El duelo es una reacción natural a la pérdida. A nivel emocional puede incluir tristeza, rabia, culpa, miedo, confusión o incluso alivio (sí, y no es malo sentirlo). A nivel físico puede producir fatiga, falta de apetito, nudos en el estómago, sensación de ahogo o insomnio. A nivel cognitivo, a veces aparecen pensamientos obsesivos, idealizaciones o una desconexión con la realidad.
Muchas personas reportan sentirse “raras”, como si no fueran ellas mismas. Y eso tiene sentido: algo que formaba parte de su vida ha desaparecido, y ahora hay que reorganizar todo el sistema interno para adaptarse a esa nueva realidad. Eso no se hace en dos semanas. Requiere tiempo, conciencia y mucho respeto por lo vivido.

¿Cuándo duele tanto?
Duela lo que duela, el duelo aparece cuando lo que hemos perdido tenía un valor real. Una pareja, un familiar, un animal querido, un lugar, un cuerpo joven, una identidad profesional, una certeza. A veces lo que más duele no es la persona en sí, sino lo que representaba para nosotros: seguridad, compañía, futuro, autoestima, estabilidad. Por eso hay duelos por cosas aparentemente “pequeñas” que resultan devastadores: porque tocan fibras muy profundas.

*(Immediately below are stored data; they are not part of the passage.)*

PR #673, opened 2023-06-06
Reduce CI flakiness

AJR-VMware:
We've had issues with our concourse CI handling some of these tests poorly. Add some flake protection to help improve the signal to noise ratio on our tests.

### DIFF
--- a/end_to_end/end_to_end_suite_test.go
+++ b/end_to_end/end_to_end_suite_test.go
@@ -1721,7 +1721,7 @@ LANGUAGE plpgsql NO SQL;`)
 			})
 		})
 	})
-	Describe("Restore to a different-sized cluster", func() {
+	Describe("Restore to a different-sized cluster", FlakeAttempts(3), func() {
 		if useOldBackupVersion {
 			Skip("This test is not needed for old backup versions")
 		}
@@ -1763,6 +1763,7 @@ LANGUAGE plpgsql NO SQL;`)
 				// These hangs are still being observed only in CI, and a definitive RCA has not yet been accomplished
 				completed := make(chan bool)
 				defer func() { completed <- true }() // Whether the test succeeds or fails, mark it as complete
+				defer GinkgoRecover()
 				go func() {
 					// No test run has been observed to take more than a few minutes without a hang,
 					// so loop 5 times and check for success after 1 minute each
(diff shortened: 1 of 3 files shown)


end_to_end/signal_handler_test.go
```diff
@@ -32,11 +32,10 @@ var _ = Describe("Signal handler tests", FlakeAttempts(3), func() {
 			cmd := exec.Command(gpbackupPath, args...)
 			go func() {
 				/*
-				* We use a random delay for the sleep in this test (between
-				* 1.0s and 1.5s) so that gpbackup will be interrupted at a
-				* different point in the backup process every time to help
-				* catch timing issues with the cleanup.
-				*/
+				 * We use a random delay for the sleep in this test (between 1.0s and 1.5s) so that
+				 * gpbackup will be interrupted at a different point in the backup process every time to hel catch
```
khuddlefish, line 36: teeny tiny nit. You have `hel` instead of `help`

khuddlefish (approved):
Tiny typo. Also not sure why the whitespace is changing in the comments, but I guess it's fine.

end_to_end/end_to_end_suite_test.go
```diff
@@ -1763,6 +1763,7 @@ LANGUAGE plpgsql NO SQL;`)
 				// These hangs are still being observed only in CI, and a definitive RCA has not yet been accomplished
 				completed := make(chan bool)
 				defer func() { completed <- true }() // Whether the test succeeds or fails, mark it as complete
+				defer GinkgoRecover()
```
khuddlefish, line 1766: I think I read GinkgoRecover goes inside the go func?

AJR-VMware:
> Tiny typo. Also not sure why the whitespace is changing in the comments, but I guess it's fine.

Jamie and I both have it set up to run `gofmt` on save, to keep the code aligned to the "official" linter rules.  We've noticed that some files were most recently edited without that setup in place.  As a general rule, as long as it doesn't obscure the commit too much, we usually just let `gofmt` restyle the code on all our work.  The alternative would be a "big bang" reformat and that seems excessive.

end_to_end/end_to_end_suite_test.go
AJR-VMware: I was patterning it off our only other usage:
https://github.com/greenplum-db/gpbackup/blob/81507afd25fff9b5af0f2de4112d7eabba1e2f48/end_to_end/end_to_end_suite_test.go#LL398C8-L398C18

PR #676, opened 2023-06-12
Modify partition filtering behavior

jmcatamney:
When including a given table in the filter, we now include that table's parent tables (and their parents, and so on), that table's children, and any other parents of those children, such that all INHERITS statements in any related tables are satisfied.

This is a tweak to the behavior introduced in https://github.com/greenplum-db/gpbackup/commit/b290ade92332fce52d3b90288d3ef554dd122c51, so that we don't follow *every* inheritance link and collect any "sibling" tables of the originally-included table that do not share common children with it.

(The second and third commits are separated out for review purposes, but will be squashed with the first one before merging.)


integration/options_integration_test.go
```diff
@@ -221,49 +212,40 @@ FORMAT 'csv';`)
 
 			tables := subject.GetIncludedTables()
 			sort.Strings(tables)
-			Expect(tables).To(HaveLen(len(expectedTableNames)))
+			Expect(tables).To(Equal(expectedTableNames))
+		})
+		It("returns only the parent table if the filter includes a leaf table and leaf-partition-data and no-inherits are set", func() {
```
khuddlefish, line 217: reading this I thought it would only include the parent table and not the specified included table. But I see it does the behavior we expect. The wording is maybe a bit confusing.

integration/options_integration_test.go
```diff
@@ -327,7 +337,89 @@ FORMAT 'csv';`)
...
+			defer testhelper.AssertQueryRuns(connectionPool, "DROP TABLE public.other CASCADE")
+			defer testhelper.AssertQueryRuns(connectionPool, "DROP TABLE public.unrelated")
+
+			subject, err := options.NewOptions(backupCmdFlags)
+			Expect(err).To(Not(HaveOccurred()))
+
+			err = subject.ExpandIncludesForPartitions(connectionPool, backupCmdFlags)
+			Expect(err).To(Not(HaveOccurred()))
+
+			expectedTableNames := []string{
```
khuddlefish, line 388: I wasn't initially expecting this to pick up grandchild. Is that because it follows the child inheritance chain all the way down to leaves?

integration/options_integration_test.go
jmcatamney: Yeah, the "only" is in reference to the previous test where it retrieves parents and external partitions, I can tweak that.

integration/options_integration_test.go
jmcatamney: Correct.  It has to traverse multiple levels of children to handle multi-level partition tables.

PR #683, opened 2023-07-12
Correctly restore tables with inherited generated columns

jmcatamney:
In GPDB 7, if a table has a generated column and another table inherits that table, the child table cannot use the GENERATED keyword to define a default for that column (whether or not it matches that of the parent's corresponding column) or GPDB will refuse to create the table.

Thus, when backing up such child tables, we need to omit the GENERATED statement from the definition of any attributes inherited from another table.

### DIFF
--- a/backup/predata_relations.go
+++ b/backup/predata_relations.go
@@ -207,7 +207,12 @@ func printColumnDefinitions(metadataFile *utils.FileWithByteCount, columnDefs []
 		}
 		if column.HasDefault {
 			if column.AttGenerated != "" {
-				line += fmt.Sprintf(" GENERATED ALWAYS AS %s %s", column.DefaultVal, column.AttGenerated)
+				// Unlike most keywords, GENERATED cannot be applied to a column that inherits from a parent table,
+				// even if the specified generation expression is identical to that of the column it inherits,
+				// so we skip printing it in that case.
+				if !column.IsInherited {
+					line += fmt.Sprintf(" GENERATED ALWAYS AS %s %s", column.DefaultVal, column.AttGenerated)
+				}
 			} else {
 				line += fmt.Sprintf(" DEFAULT %s", column.DefaultVal)
 			}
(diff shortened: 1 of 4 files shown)


backup/queries_table_defs.go
```diff
@@ -348,7 +353,15 @@ func GetColumnDefinitions(connectionPool *dbconn.DBConn) map[uint32][]ColumnDefi
 		coalesce(array_to_string(ARRAY(SELECT option_name || ' ' || quote_literal(option_value) FROM pg_options_to_table(attfdwoptions) ORDER BY option_name), ', '), '') AS fdwoptions,
 		CASE WHEN a.attcollation <> t.typcollation THEN quote_ident(cn.nspname) || '.' || quote_ident(coll.collname) ELSE '' END AS collation,
 		coalesce(sec.provider,'') AS securitylabelprovider,
-		coalesce(sec.label,'') AS securitylabel
+		coalesce(sec.label,'') AS securitylabel,
+		EXISTS (
+			SELECT 1
+			FROM pg_inherits AS i
+			JOIN pg_attribute AS a2
```
AJR-VMware, line 360: Can we explicitly specify the type of join, please?  I know INNER is default, but for clarity it'd be nice to have.

backup/predata_relations.go
```diff
@@ -207,7 +207,12 @@ func printColumnDefinitions(metadataFile *utils.FileWithByteCount, columnDefs []
 		}
 		if column.HasDefault {
 			if column.AttGenerated != "" {
-				line += fmt.Sprintf(" GENERATED ALWAYS AS %s %s", column.DefaultVal, column.AttGenerated)
+				// Unlike most keywords, GENERATED cannot be applied to a column that inherits from a parent table,
+				// even if the specified generation expression is identical to that of the column it inherits,
+				// so we skip printing it in that case.
+				if !column.IsInherited {
```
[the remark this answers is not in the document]
jmcatamney: If we did that, then if a column _is_ inherited it would `else` into printing `DEFAULT`.

backup/queries_table_defs.go
jmcatamney: Can do.

AJR-VMware (approved):
LGTM!

PR #689, opened 2023-07-20
Correct the end time printed to the report file

jmcatamney:
Due to changes made to support the new history database, gpbackup was setting the end time too early in the backup such that the reported end time did not match the actual time displayed to the user.

Now, gpbackup will update that end time when it updates the backup status so that the time is reported correctly.


AJR-VMware (approved):
LGTM

PR #694, opened 2023-07-27
Implement --report-dir option for gprestore

InnerLife0:
New option allows to create report files in directory different from --backup-dir. Main code changes were made for filepath class. Now it takes new option as deafult path for reports with fallback to content dir. Unit and end_to_end tests were updated to show mentioned behavior.

### DIFF
--- a/filepath/filepath.go
+++ b/filepath/filepath.go
@@ -83,12 +83,8 @@ func (backupFPInfo *FilePathInfo) GetDirForContent(contentID int) string {
 	return path.Join(backupFPInfo.SegDirMap[contentID], "backups", backupFPInfo.Timestamp[0:8], backupFPInfo.Timestamp)
 }
 
-func (backupFPInfo *FilePathInfo) IsUserSpecifiedReportDir() bool {
-	return backupFPInfo.UserSpecifiedReportDir != ""
-}
-
 func (backupFPInfo *FilePathInfo) GetDirForReport(contentID int) string {
-	if backupFPInfo.IsUserSpecifiedReportDir() {
+	if backupFPInfo.UserSpecifiedReportDir != "" {
 		segDir := fmt.Sprintf("%s%d", backupFPInfo.UserSpecifiedSegPrefix, contentID)
 		return path.Join(backupFPInfo.UserSpecifiedReportDir, segDir, "backups", backupFPInfo.Timestamp[0:8], backupFPInfo.Timestamp)
 	}
--- a/filepath/filepath.go
+++ b/filepath/filepath.go
@@ -27,6 +27,7 @@ type FilePathInfo struct {
 	UserSpecifiedBackupDir string
 	UserSpecifiedSegPrefix string
 	BaseDataDir            string
+	UserSpecifiedReportDir string
 }
 
 func NewFilePathInfo(c *cluster.Cluster, userSpecifiedBackupDir string, timestamp string, userSegPrefix string, useMirrors ...bool) FilePathInfo {
@@ -34,6 +35,7 @@ func NewFilePathInfo(c *cluster.Cluster, userSpecifiedBackupDir string, timestam
 	backupFPInfo.PID = os.Getpid()
 	backupFPInfo.UserSpecifiedBackupDir = userSpecifiedBackupDir
 	backupFPInfo.UserSpecifiedSegPrefix = userSegPrefix
+	backupFPInfo.UserSpecifiedReportDir = ""
 	backupFPInfo.Timestamp = timestamp
 	backupFPInfo.SegDirMap = make(map[int]string)
 	backupFPInfo.BaseDataDir = "<SEG_DATA_DIR>"
@@ -49,6 +51,14 @@ func NewFilePathInfo(c *cluster.Cluster, userSpecifiedBackupDir string, timestam
 	}
 
 	return backupFPInfo
+}
+
+/*
+ * Set user specified dir for report.
+ * Currently used for restore only.
+ */
+func (backupFPInfo *FilePathInfo) SetReportDir(userSpecifiedReportDir string) {
+	backupFPInfo.UserSpecifiedReportDir = userSpecifiedReportDir
 }
 
 /*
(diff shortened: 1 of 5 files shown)


AJR-VMware:
Hi! 
Thanks for your contribution!

In reviewing this PR, the team had a few questions:
1. What is the use case for this new flag?
2. We recently made some changes so that if the report or errors files were unable to be written, the backup itself would not fail.  Does this change the need/use for this flag?

InnerLife0:
> Hi! Thanks for your contribution!
> 
> In reviewing this PR, the team had a few questions:
> 
> 1. What is the use case for this new flag?
> 2. We recently made some changes so that if the report or errors files were unable to be written, the backup itself would not fail.  Does this change the need/use for this flag?

Hi! Thanks for answer.
1. The popular scenario: We want to restore a backup which is mounted in read-only mode due to security reasons. We still need report files to debug something, to keep a history, etc.
2. No, as we need report files to be existed.

filepath/filepath.go
```diff
@@ -73,6 +83,18 @@ func (backupFPInfo *FilePathInfo) GetDirForContent(contentID int) string {
 	return path.Join(backupFPInfo.SegDirMap[contentID], "backups", backupFPInfo.Timestamp[0:8], backupFPInfo.Timestamp)
 }
 
+func (backupFPInfo *FilePathInfo) IsUserSpecifiedReportDir() bool {
```
AJR-VMware, line 86: We do not need a dedicated checker function, given that it's one line and only called once anyway.  Let's remove it, and just check the `==""` logic directly.

filepath/filepath.go
```diff
@@ -73,6 +83,18 @@ func (backupFPInfo *FilePathInfo) GetDirForContent(contentID int) string {
...
+	return backupFPInfo.UserSpecifiedReportDir != ""
+}
+
+func (backupFPInfo *FilePathInfo) GetDirForReport(contentID int) string {
+	if backupFPInfo.IsUserSpecifiedReportDir() {
+		segDir := fmt.Sprintf("%s%d", backupFPInfo.UserSpecifiedSegPrefix, contentID)
+		return path.Join(backupFPInfo.UserSpecifiedReportDir, segDir, "backups", backupFPInfo.Timestamp[0:8], backupFPInfo.Timestamp)
```
AJR-VMware, line 93: For a flag like this, if the user has indicated a directory we should not create structure underneath it.  Let's just return `backupFPInfo.UserSpecifiedReportDir` in that case, and work directly with what the user provided.

This is especially relevant because we're going to be changing the backup-dir structure to be simpler in our next release, to simplify resize-restore use cases.

options/flag.go
```diff
@@ -120,6 +121,7 @@ func SetRestoreFlagDefaults(flagSet *pflag.FlagSet) {
 	flagSet.Bool(LEAF_PARTITION_DATA, false, "For partition tables, create one data file per leaf partition instead of one data file for the whole table")
 	flagSet.Bool(RUN_ANALYZE, false, "Run ANALYZE on restored tables")
 	flagSet.Bool(RESIZE_CLUSTER, false, "Restore a backup taken on a cluster with more or fewer segments than the cluster to which it will be restored")
+	flagSet.String(REPORT_DIR, "", "The absolute path of the directory to which all report files will be written")
```
AJR-VMware, line 124: Instead of "all report files", let's say "restore report and error tables".  It's a short list, might as well be explicit.

filepath/filepath.go
```diff
@@ -51,6 +53,14 @@ func NewFilePathInfo(c *cluster.Cluster, userSpecifiedBackupDir string, timestam
 	return backupFPInfo
 }
 
+/*
+ * Set user specified dir for report.
+ * Currently used for restore only.
+ */
+func (backupFPInfo *FilePathInfo) SetReportDir(userSpecifiedReportDir string) {
```
AJR-VMware, line 60: I'm not sure we need a dedicated setter function.  Is this just to make testing simpler?

AJR-VMware (commented):
We'd like to bring this feature in.  There are a few changes that would be good.  Please see comments, let me know if you have any thoughts.  Thanks!

filepath/filepath.go
InnerLife0: > For a flag like this, if the user has indicated a directory we should not create structure underneath it. Let's just return `backupFPInfo.UserSpecifiedReportDir` in that case, and work directly with what the user provided.

What is the point? What is the difference with backupDir scenario?

> This is especially relevant because we're going to be changing the backup-dir structure to be simpler in our next release, to simplify resize-restore use cases.

I can't predict this changes, but I see two ways.
1. Wait for the next release and try to change current implementation according to new GetDirForContent() implementation.
2. Left it as is and change both functions all together as a part of new release.

filepath/filepath.go
InnerLife0: This is done to keep interface of NewFilePathInfo() the same and avoid a lot of code changes.

options/flag.go
InnerLife0: Done

filepath/filepath.go
InnerLife0: Done

filepath/filepath.go
InnerLife0: 1. Despite the fact, I still don't know how it'll look like, I understand your idea and it looks nice. Now I understand your point.
2. Our idea is to keep compatibility and continuity with backup-dir option. We think that report-dir is a dependent option, so it should respect backup-dir behavior and act the same when some default value is given explicitly and when there is no option given.

khuddlefish: Hi @InnerLife0, I'd say the difference between this option and backupDir is that backupDir will have many more files that go under it so we needed to impose some structure there. For this option it only gets one or two files so it's a bit silly to create that extra directory structure when redirecting the report files.

That being said, I think we're fine with merging this how it currently is. We will just plan to change the directory structure for this option very soon with that new feature Andrew mentioned.

AJR-VMware (approved):
Looks good!  Thanks again for the contribution!

PR #695, opened 2023-07-27
Only include table names in error_tables_metadata

jmcatamney:
As the error_tables_metadata file created by a failed gprestore is intended to be used with --include-table and --exclude-table filters on a subsequent restore, it should not include the names of any non-table objects that failed to be restored.


end_to_end/end_to_end_suite_test.go
```diff
@@ -858,6 +858,39 @@ var _ = Describe("backup and restore end to end tests", func() {
 			Expect(tables).To(HaveLen(len(expectedErrorTablesMetadata)))
 			_ = os.Remove(files[0])
 		})
+		It(`ensure gprestore of corrupt backup with --on-error-continue only logs tables in error_tables_metadata file`, func() {
```
AJR-VMware, line 861: Nit: we uses the grammatical convention for these.  Would be "ensures".

end_to_end/end_to_end_suite_test.go
```diff
@@ -858,6 +858,39 @@ var _ = Describe("backup and restore end to end tests", func() {
...
+			if segmentCount != 3 {
+				Skip("Restoring from a tarred backup currently requires a 3-segment cluster to test.")
+			}
+			// The functionality works on 5, but it's currently difficult to make a saved backup on a 5 cluster.
+			// TODO: Remove this and re-do the saved backup once we get local 5 testing working again.
```
AJR-VMware, line 866: Are we planning to get local 5 testing working again?  This seems like it'll be a permanent TODO.

end_to_end/end_to_end_suite_test.go
jmcatamney: Blame the other tests I copy-pasted.  I'll fix all three.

Y cuando ese dolor no encuentra salida, cuando no puede compartirse, elaborarse o resignificarse, puede volverse estancado, crónico o incluso enfermizo. Ahí es donde la psicología tiene un papel importante.
¿Cómo se trabaja el duelo en terapia?
La terapia no es una solución mágica. No se trata de que el terapeuta “haga olvidar” a la persona lo que ha perdido. Más bien al contrario: se trata de dar espacio, sentido y estructura a la pérdida, para que esta no desborde, no paralice, no enferme.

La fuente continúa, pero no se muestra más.